Transcription: The synthesis of an RNA copy from a sequence of DNA (a gene); the first step in gene expression.
Transcription factor: A protein that binds to regulatory regions and helps control gene expression.
Transcriptome: The full complement of activated genes, mRNAs, or transcripts in a particular tissue at a particular time
Transfection: The introduction of foreign DNA into a host cell.
Transfer RNA (tRNA): A class of RNA having structures with triplet nucleotide sequences that are complementary to the triplet nucleotide coding sequences of mRNA. The role of tRNAs in protein synthesis is to bond with amino acids and transfer them to the ribosomes, where proteins are assembled according to the genetic code carried by mRNA.
Transformation: A process by which the genetic material carried by an individual cell is altered by incorporation of exogenous DNA into its genome.
Transgenic: An experimentally produced organism in which DNA has been artificially introduced and incorporated into the organism's germ line.
Translation: The process in which the genetic code carried by mRNA directs the synthesis of proteins from amino acids.
Translocation: A mutation in which a large segment of one chromosome breaks off and attaches to another chromosome.
Transposable element: A class of DNA sequences that can move from one chromosomal site to another.
Trisomy: Possessing three copies of a particular chromosome instead of the normal two copies.

Return to Top

Uracil: A nitrogenous base normally found in RNA but not DNA; uracil is capable of forming a base pair with adenine.

Return to Top

Virus: A noncellular biological entity that can reproduce only within a host cell.

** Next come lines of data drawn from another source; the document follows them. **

PR #149, opened 2022-05-12
Add a type-check script

Harry-Hopkinson:
Add a script to check if TS code is valid using the same method CI uses. Running `pnpm typecheck` in the root executes this check.

### DIFF
--- a/package.json
+++ b/package.json
@@ -36,7 +36,6 @@
     "node": ">=14.0.0"
   },
   "dependencies": {
-    "zustand": "^3.7.2",
-    "typescript": "4.6.4"
+    "zustand": "^3.7.2"
   }
 }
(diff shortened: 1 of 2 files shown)


package.json
```diff
@@ -35,6 +36,7 @@
     "node": ">=14.0.0"
   },
   "dependencies": {
-    "zustand": "^3.7.2"
+    "zustand": "^3.7.2",
+    "typescript": "4.6.4"
```
maxichrome, line 40: remove this, the script you added calls the existing `tsc` binary in each workspace

package.json
```diff
@@ -19,7 +19,8 @@
     "core": "pnpm --filter @sd/core -- ",
     "docs": "pnpm --filter @sd/docs -- ",
     "client": "pnpm --filter @sd/client -- ",
-    "server": "pnpm --filter @sd/server -- "
+    "server": "pnpm --filter @sd/server -- ",
+    "typecheck": "pnpm -r exec tsc"
```
maxichrome, line 23: Thanks for this, could prove very useful!

maxichrome (changes requested):

PR #184, opened 2022-05-24
update licence field to be GPL-3.0-only

oscartbeaumont:
Solves issue brought forward in discussion #182.


maxichrome (approved):
Good looking out — keeps everything in line :)

Brendonovich (approved):
👍

PR #195, opened 2022-05-29
Only countup on first load.

xPolar:
No issue, was talked about in Discord VC.

This PR will make it so the stats don't count up every single time, only on the first load. It also makes the StatItem hidden if the amount is 0.


jamiepine:
Great work!!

Viruses consist of nucleic acid covered by protein; some animal viruses are also surrounded by membrane. Inside the infected cell, the virus uses the synthetic capability of the host to produce progeny virus.

Return to Top

Western blot: A technique used to identify and locate proteins based on their ability to bind to specific antibodies.
Wild type: The form of an organism that occurs most frequently in nature.; Return to Top

X chromosome: One of the two sex chromosomes, X and Y.
Xenograft: Tissue or organs from an individual of one species transplanted into or grafted onto an organism of another species, genus, or family. A common example is the use of pig heart valves in humans.
Return to Top

Y chromosome: One of the two sex chromosomes, X and Y.
Yeast artificial chromosome (YAC): Constructed from yeast DNA, it is a vector used to clone large DNA fragments.

Return to Top

Zinc-finger protein: A secondary feature of some proteins containing a zinc atom; a DNA-binding protein.